Florida 30, Iowa 3 - Bloomin’ Onion kid delivers unkindest cut
BY Marc Morehouse
TAMPA, Fla. — At one point, the kid in the “Bloomin’ Onion” costume taunted Iowa tight end George Kittle.
That was Iowa’s Outback Bowl experience in a nutshell. The dude with the cup of sauce for a hat gave Kittle the “incomplete pass” arms in his general direction. You can argue that Iowa never recovered from this indignity.
The Hawkeyes (8-5) had a chance to take the lead midway through the second quarter, but running back LeShun Daniels was stopped for a 2-yard loss on a fourth-and-goal from the 1. A drive later, Florida (9-4) got an 85-yard touchdown on an innocuous screen pass and scored 27 unanswered points in a 30-3 victory over the Hawkeyes before 51,119 fans Monday at Raymond James Stadium.
The Iowa team that made its way to Florida by plowing through the Big Ten in November melted in 82-degree heat and 70-percent humidity.

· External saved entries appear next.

PR #9157, opened 2025-01-08
Create `Column::SweepJob`

sampoder:
Goal is to resolve https://github.com/hackclub/hcb/issues/9155


app/jobs/column/sweep_job.rb
```diff
@@ -0,0 +1,51 @@
...
+
+      ColumnService.post("/transfers/ach", {
+        idempotency_key:,
+        amount: difference.abs,
+        currency_code: "USD",
+        type:,
+        entry_class_code: "CCD",
+        counterparty: {
+          account_number: Rails.application.credentials.svb[:account_number],
+          routing_number: Rails.application.credentials.svb[:routing_number],
```
garyhtou: I just sent u a message via Slack— we should be wary of overdraft here.

garyhtou (commented):
Once we're ready, this job should be scheduled.

PR #9173, opened 2025-01-09
Fix Balance Graph

rluodev:
## Summary of the problem

The balance graph didn't work

## Describe your changes

the balance graph now works

took me like an hour to find root cause 💀


app/javascript/controllers/balance_graph_controller.js
```diff
@@ -19,7 +19,7 @@ export default class extends Controller {
     )
   }
   connect() {
-    fetch(`/${this.slugValue}/balance_by_date`)
+    fetch(`${window.location.pathname.trimStart("/")}/balance_by_date`)
```
sampoder: This breaks the balance graph on `/epoch/transactions`. We need to be setting the value through the Stimulus controller. Probably worth checking the data attributes

Thanks for finding this as the cause!

sampoder (changes requested):

sampoder:
Chatted with Ruien, fyi: https://github.com/hackclub/hcb/pull/9175

PR #9241, opened 2025-01-17
Add a little bit of margin to canceled cards section

sampoder:
Testing it in production and it felt like it needed this


garyhtou:
+1, thank you for this

PR #9245, opened 2025-01-17
Make Rails asset host configurable

garyhtou:
## Summary of the problem

When deploying to a non-`hcb.hackclub.com` site with Rail's asset host set to our usual production AWS CloudFront host, the site will attempt to fetch assets from the `hcb.hackclub.com` site. I believe this fails because the digest keys are different.

## Describe your changes

By omitting `ASSET_HOST` from env var, Rails will bypass the CloudFront CDN; allowing the deployment to serve images directly. This is useful for testing an alternative production deployment, but not ideal for a _real_ production deployment (CDN's still better, ofc).


garyhtou:
I've already set the `ASSET_HOST` env var in real production (hcb.hackclub.com). So this PR should deploy seamlessly since it's merged.

PR #9249, opened 2025-01-17
Ensure users are members of event they are pinning to + fix pinning disbursements

sampoder:
Closes https://github.com/hackclub/hcb/issues/9218


app/controllers/hcb_codes_controller.rb
```diff
@@ -87,9 +87,10 @@ def edit
 
   def pin
     @hcb_code = HcbCode.find(params[:id])
-    @event = @hcb_code.event
+    @event = @hcb_code.events.select { |e| e.id == Event.friendly.find_by_friendly_id(params[:event]).id }.first || @hcb_code.event
```
```suggestion
    param_event = Event.friendly.find_by_friendly_id(params[:event])
    @event = param_event ? @hcb_code.events.find_by(id: param_event.id) : @hcb_code.event
```

PR #9251, opened 2025-01-17
Remove email & sms methods from `Receipt::SYNCHRONOUS_SUGGESTION_UPLOAD_METHODS`

sampoder:
Because these methods didn't use direct uploads, HCB needs a little more time before it can extract the receipt text. Because uploads are guaranteed to be done after a commit. 

https://github.com/hackclub/hcb/issues/4067#issuecomment-2591701863


sampoder:
By putting them into a job, we'll retry extracting which should help

PR #9266, opened 2025-01-18
Revert "Revert "Ignore columns on PaymentRecipient post-migration""

sampoder:
Reverts hackclub/hcb#9265


sampoder:
Migrated that old data - turned out they didn't have emails, hence the issues but this is all fixed

PR #9269, opened 2025-01-19
Bump Rails config defaults to 7.1

KiKoS0:
## Summary of the problem
Bumping Rails config defaults to 7.1 following this finished migration https://github.com/hackclub/hcb/pull/9228.


config/application.rb
```diff
@@ -45,7 +45,7 @@ class Application < Rails::Application
 
     config.react.camelize_props = true
 
-    config.add_autoload_paths_to_load_path = false
```
albertchae: cool looks like `load_defaults 7.1` handles the autoload config

https://github.com/rails/rails/blob/14c115b120ed089331ff3dc13f36bd9129ced33d/railties/lib/rails/application/configuration.rb#L272

It looks like it may handle `cache_format_version` as well but I agree it's safer to set this explicitly since the codebase is already on 7.2

albertchae (approved):

garyhtou (approved):
Great, thank you!

PR #9278, opened 2025-01-20
[Receipts] Fix early return bug in pairing model

YodaLightsabr:
## Summary of the problem
We had an early `return` inside of a block in the `::ReceiptService::Suggest` service.

## Describe your changes
Refactors the code to use a nested if statement instead of an early return


sampoder (approved):
LGTM!

PR #9279, opened 2025-01-20
Fix transaction table width on mid-size laptop screens

YodaLightsabr:
## Summary of the problem
The transaction table doesn't fully expand to the width of the screen on certain mid-size laptop screens

## Describe your changes
Comparison images can be found here: [https://hackclub.slack.com/archives/C06JEH8HJSK/p1737358235237309](https://hackclub.slack.com/archives/C06JEH8HJSK/p1737358235237309) (before: left, after: right)


sampoder:
FYI on mobile, we probably don't want to do this because it the width of the transaction table becomes more than 100%:

Screenshot 2025-01-20 at 10 49 32 AM

PR #9284, opened 2025-01-20
[Rack::Attack] Safelist Stripe webhook IPs

rluodev:
## Summary of the problem

stripe could end up ratelimited

## Describe your changes

no longer can stripe be ratelimited... unlimited powah!!!


sampoder (approved):
LGTM!

PR #9296, opened 2025-01-21
Is it a bird? Is it a plane? No It's 1Password!

devramsean0:
## Summary of the problem

Reactivates the 1Password perk with updated copy, and a new form.

## Describe your changes

N/A

> [!NOTE]
> The disabled button is just an artifact of an old screenshot. Assume it is identical to the active one

image
Screenshot 2025-01-21 210141


devramsean0:
Ready to merge

app/views/events/promotions.html.erb
```diff
@@ -73,6 +73,41 @@
...
+    <%= link_to "Apply",
+      @perks_available ? fillout_form("7jzG7ADmuLus", { "Project_Name" => @event.name, "Bank_URL" => event_url(@event), "Your_Name" => current_user.name, "Email" => current_user.email }, prefix: "prefill_") : root_path,
+      class: "btn mr1",
+      target: :_blank %>
+  </div>
+
+  <% if @event.hackathon? %>
+  <p class="mb0">
+    <%= link_to "1Password", "https://1password.com" %> is offering one year’s worth of 1Password
+    for families (which is just a normal 1Password plan, for up to 5 people)
```
garyhtou:
```suggestion
    for families (for up to 5 people)
```

app/views/events/promotions.html.erb
```diff
@@ -73,6 +73,41 @@
...
+    to all Hackathons running on HCB for you to hand out as a prize to your participants.
```
garyhtou:
```suggestion
    to all hackathons running on HCB for you to hand out as a prize to your participants.
```

garyhtou: This feels like a run on sentence.

garyhtou: Question: What happens if someone uses this for their org instead of giving it out as a prize?

app/views/events/promotions.html.erb
```diff
@@ -73,6 +73,41 @@
...
+    This can only be claimed once per Hackathon. 
+  </p>
+    <% else %>
+      <h3 class="mb0 mt0">Do you make Open Source Software?</h3>
+      <p class="mb0">
+      <%= link_to "1Password", "https://1password.com" %> is offering a Lifetime 1password Teams
+      license (Up to 10 free seats) with access to their world class development tools (That’s up
+      to 10 team members!) to any Open Source and non-commercial project running on HCB!
```
garyhtou: All projects on HCB should be non-commerical. Unless projects like ArchiveBox are disallowed, I think we might be able to just say Open Source project running on HCB. ArchiveBox as a nonprofit and company side.

app/views/events/promotions.html.erb
```diff
@@ -73,6 +73,41 @@
...
+      status as part of the Hack Foundation). This can only be claimed once per organization
+      </p>
+      <h3 class="mb0 mt2">Are you neither a hackathon, or a OSS project?</h3>
+      <p class="mb0">
+      <%= link_to "1Password", "https://1password.com" %> is offering an indefinite 25% off of
+      a business plan to nonprofits running through HCB! While we can’t apply for you, we can
+      help you through the process (and provide you proof of your status as part of the Hack Foundation).
+      This can only be claimed once per organization.
+    </p>
+  <% end%>
```
garyhtou: Can you please fix the indent here?

app/views/events/promotions.html.erb
devramsean0: The verbosity was due to daisy's concerns/confusion surrounding the plan name.
We can replace it, but I'd like something that gets the same message across

app/views/events/promotions.html.erb
devramsean0: Nothing (on our side anyway)!
1Password have made it clear to me though, that it's designed to be offered as a prize, although there is nothing technically requiring it.

app/views/events/promotions.html.erb
devramsean0: This is a weird one, again it comes down to a specific program that 1Password run [(1Password for Open Source)](https://github.com/1Password/for-open-source). which is specifically for organisations that make Open Source software.

Unless, we are talking about the stuff on LN 97, and in that case I agree

app/views/events/promotions.html.erb
devramsean0: Done!

PR #9297, opened 2025-01-21
Waive fees on returned wires

sampoder:


app/services/fee_engine/create.rb
```diff
@@ -39,6 +39,7 @@ def determine_reason
       reason = :revenue_waived if canonical_transaction.likely_check_clearing_dda? # this typically has a negative balancing transaction with it
       reason = :revenue_waived if canonical_transaction.likely_card_transaction_refund? # sometimes a user is issued a refund on a transaction
       reason = :revenue_waived if canonical_transaction.local_hcb_code.ach_transfer? # outgoing ACH transfers are sometimes returned to the account upon failure
+      reason = :revenue_waived if canonical_transaction.local_hcb_code.wire? # outgoing wires are sometimes returned to the account upon failure
```
garyhtou: I think we should give it a different reason; similar to `donation_refunded`

garyhtou (dismissed):

app/services/fee_engine/create.rb
sampoder: Maybe we create a new reason `transfer_returned`?

garyhtou: yuy, that's good

PR #11011, opened 2025-07-20
Follow up to UX issues with contract signee invitation

albertchae:
## Summary of the problem

Follow up to UX issues noted in https://github.com/hackclub/hcb/pull/10982#issuecomment-3089548257

- reader / member / manager does not affect visibility of the contract tool
- select dropdown has 3 options, one of them being to select despite being a binary option.
    - the select option shows the email box and should probably be removed
    - this same behavior occurs on the create event page

## Describe your changes

> reader / member / manager does not affect visibility of the contract tool

Now we only show the contract sub form if the invited user is a manager. This raises a small issue where you could have Manager selected, then set them to be a contract signee, then change the role to Reader or Member and try to submit. This would do the right thing and [result in an error](https://github.com/hackclub/hcb/blob/9c9a8cbca4c8b5b512e998d07b1597030e8f9cd9/app/models/concerns/organizer_position/has_role.rb#L21-L26), but I think is confusing UX, so I changed the backend to only honor the `is_signee` field when Manager is the selected role.

Screenshot 2025-07-20 at 9 49 31 AM

An alternative would have been to clear the contract signee form in the frontend when switching roles, but I think sanitizing params in the backend was easier in this case.

I didn't realize we were using alpinejs for this form, we might want to consider removing the stimulus controller I added for hiding and using alpinejs for that too.

> the select option shows the email box and should probably be removed

We now only show the cosigner option when "Contract Signee" is selected. This was implemented by changing `form_hide_field_controller` to take the option we want to show the conditional field on, not the ones we want to hide on.

> select dropdown has 3 options, one of them being to select despite being a binary option.

This one I left as is for now as it might be intentional/desired behavior.
- On the regular organizer invite flow, we are not setting a default option which would prompt the user to pick one.
- In create event, we default to contract signee since the first member of an event is probably a signee. Arguably we could remove the prompt option here but that seems like unnecessary complexity.

Screenshot 2025-07-20 at 10 03 21 AM

@garyhtou can you confirm whether this is fine, or should we consider setting a default option for the regular invite flow? This would make it easier to remove the prompt option in both places we are using this


garyhtou:
That behavior is perfect! Thank you

Luke-Oldenburg (approved):
lgtm!

Luke-Oldenburg (changes requested):
I resolved the merge conflicts but could you please use alpine instead of stimulus?

sampoder:
Why would we not use Stimulus?

Luke-Oldenburg:
> Why would we not use Stimulus?

We were already using alpine elsewhere here.

PR #11012, opened 2025-07-20
Exempt salary accounts from card locking

sampoder:
Context:

Screenshot 2025-07-20 at 11 32 19 PM

This will make approvals for gap years with locked cards but using a salary account slower but it should be within the time we have + is better than declining.


garyhtou (approved):
LGTM! In the future, we'll want to move this logic into the Event Plan itself

PR #11014, opened 2025-07-21
[DX] Only run `suggest_lint_changes` for pull requests

davidcornu:
## Summary of the problem

- We are currently using `if: ${{ github.event.pull_request }}` to conditionally run `parkerbxyz/suggest-changes` but I can't find any evidence that `github.event.pull_request` is still supported
- Our `if` is on the very last step of the job so we still run all the previous steps before bailing

## Describe your changes

- Move the `if` to the job definition
- Use the documented `github.event_name == 'pull_request'` (https://docs.github.com/en/actions/reference/contexts-reference#example-usage-of-the-github-context)

### DIFF
--- a/.github/workflows/ci.yml
+++ b/.github/workflows/ci.yml
@@ -25,6 +25,7 @@ jobs:
   suggest_lint_changes:
     name: 'Suggest lint changes'
     runs-on: ubuntu-latest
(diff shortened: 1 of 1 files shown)


garyhtou (approved):
nice!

The Hawkeyes have now lost five straight bowl games. The three points Iowa scored ties for its second fewest in a bowl (Iowa scored three against Cal in the 1993 Alamo Bowl). Everything looks pretty cool in November, in the cold and against mostly Big Ten West opponents, but against top competition (Florida, Stanford, Tennessee, LSU and Oklahoma) in the postseason, Iowa has now been outscored 172-75 in its last five bowls.
“We’ve played good teams, that’d be the first commonality I’d throw out there,” Iowa head coach Kirk Ferentz said. He said he believed in the plan they had for this game, cutting the bowl trip by a day or two and getting more work done in Iowa City.
“I might feel differently a month from now, two months from now, but right now, as I stand here, I feel like we had a good plan,” Ferentz said. “I think we really practiced well. I thought our guys were ready to go and I thought they played hard today.
“It wasn’t effort necessarily as it was execution.”
So much bad happened for the Hawkeyes on that second-quarter drive. First, the obvious failure at the line of scrimmage. The Gators defense, missing five of its top seven tacklers, gutted Iowa on the fourth-and-goal.
Safety Marcell Harris was on Daniels less than 1.5 seconds after the snap.
“Right as I got the handoff there was a guy flying upfield,” Daniels said. “All I could really do was secure the handoff and try to get what I could. Obviously, the defense surrounded me.”
That was a big, big play. Perhaps the bigger play was on third down, when quarterback C.J. Beathard scrambled for a 6-yard gain to the 1. He rolled into the end zone, but the call was down at the 1 and was upheld upon review. So, no TD, no 10-3 Iowa lead and, ultimately, after the fourth-and-1, zip, nada, nothing for Iowa.
“It was Hippo Diamond Stick again, same call,” Florida head coach Jim McElwain said. “The guys penetrated and were able to get that. That was huge.”
Less obvious was the fact that Beathard pulled his hamstring during the run. He said in the postgame that if he had to run, he felt he was at about 30 percent capacity. It looked like it. The Gators put hit after hit and pressure after pressure on Beathard, who put up the worst numbers of his career, completing just 7 of 23 for 55 yards and three interceptions, including bowl MVP Chauncey Gardner’s 58-yard pick six in the fourth quarter. The Gators turned the picks into 13 points. Iowa’s offense at this point in the game couldn’t gain 13 yards much less score 13 points.
Should he have come out in favor of true freshman Nathan Stanley? Did it even matter at that point? Ferentz said the medical side OK’d a return, and Beathard wanted back in.
“He wanted to compete and we certainly left it to him,” Ferentz said. “He’s had a tremendous career and laid it out there for us game in and game out.”
Iowa gained just 226 yards total offense, a season low and lowest in the Outback’s 31-year history. The Gators set three other defensive bowl records.